Second, the Flynn case is so patently disturbing that, weeks back, Attorney General Bill Barr assigned a very well-regarded prosecutor, St. Louis’s U.S. attorney Jeff Jensen, to review it. The new disclosures are a result of Jensen’s investigation. The Justice Department’s disclosure to Ms. Powell indicates that more revelations are forthcoming.
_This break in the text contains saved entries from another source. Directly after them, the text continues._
PR #2028, opened 2023-06-07
Editor: option to display sprite's filenames in the SpriteSelector

### LINKED ISSUE #563: Sprites: show SourceFile name aligned to the right, so you can instantly see the name of the file and the extension
hovering over the SourceFileName shows the complete path, but mostly I'm interested in the file name and the bigger the project gets chances are the file is deep in some folder structure where the name is pushed very far to the right an invisible when quickly looking there. IT IS VISIBLE when hovering over the SourceFileName field, but when the displayed text (path) is aligned to the right inside that field the filename is always visible at once.
also aligning the hovering display to the right end of the field too should/would not display outside of the editor window when using it in windowed (and not fullscreen)

Same for audio files. Though not as relevant as the name is mostly the same as the ingame name.

ivan-mogilko:
Possibly fixes #563 (need clarification).

This adds a checkable context menu option (View -> Show filenames) into the Sprite Selector window. When checked, the sprites will have their filename (without preceding paths) displayed along with their numbers.

It looks roughly like this:
sprites-with-names

### DIFF
--- a/Editor/AGS.Editor/Panes/SpriteSelector.cs
+++ b/Editor/AGS.Editor/Panes/SpriteSelector.cs
@@ -58,6 +58,7 @@ namespace AGS.Editor
         private const string MENU_ITEM_PREVIEW_SIZE_2X = "PreviewSizeMedium";
         private const string MENU_ITEM_PREVIEW_SIZE_3X = "PreviewSizeLarge";
         private const string MENU_ITEM_PREVIEW_SIZE_4X = "PreviewSizeExtraLarge";
+        private const string MENU_ITEM_PREVIEW_TEXT_FILENAME = "PreviewTextFilename";
         
         private const int SPRITE_BASE_SIZE = 32;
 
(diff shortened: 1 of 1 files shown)


ivan-mogilko:
@selmiak , please tell, does this work as a solution for seeing sprite's filenames easier? (#563)

selmiak:
yes it does, plus see my remark about scaling down those images and my prefered behaviour there, but I see that at some really small scale compromises need to be made :)

ivan-mogilko:
> plus see my remark about scaling down those images and my prefered behaviour there

as I mentioned in another place, we don't have full control over how the text is drawn, so unless we code the drawing AND image arrangement ourselves, the text will be displayed as it is.

ivan-mogilko:
I will wait a little more in case anybody else would like to comment on this PR.

selmiak:
sure. some more activity by me posting here again will show the activity and maybe encourage someone else to give some input :)

AlanDrake:
it works and can be toggled. I think it can be merged.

Third, Powell’s litigation on Flynn’s behalf has always been uphill — which is why she is to be lauded for pursuing it. The remedy for being bullied into a guilty plea is for the defendant to be permitted to withdraw his plea and fight the charges. In Flynn’s case, that has been an illusory remedy. He must fear that if he voided his agreement and withdrew his plea, prosecutors would be free to charge his son (and to add any new charges they could conjure up against Flynn himself). Confronted by this dilemma, Powell has pressed a daring strategy: try to so enrage the court about the misconduct that the judge would throw the case out rather than merely vacate the guilty plea and leave Flynn fighting the case from square one.
I still do not think, as a matter of law, that a court is going to find that the conduct requires dismissing the indictment — tempted as I might be, if I were the judge. More likely, a good judge would vacate the plea and put the ball in the Justice Department’s court. Does the DOJ really think this case could be prosecuted — or, more to the point, that it should be prosecuted? That it should have been charged in the first place?
As I’ve said on other occasions, Flynn should never have been prosecuted, and President Trump should long ago have pardoned him. But that’s water under the bridge. For General Flynn, it would probably be best if the court vacated the plea and the Justice Department then dropped the charges.
Finally, in Ball of Collusion, I included a section about the serial outrages in the baseless investigation of General Flynn, a decorated combat commander. We are going to run it at National Review. I concluded by opining that what happened to Flynn was deeply wrong but not illegal. The new disclosures may call for revisiting the latter conclusion.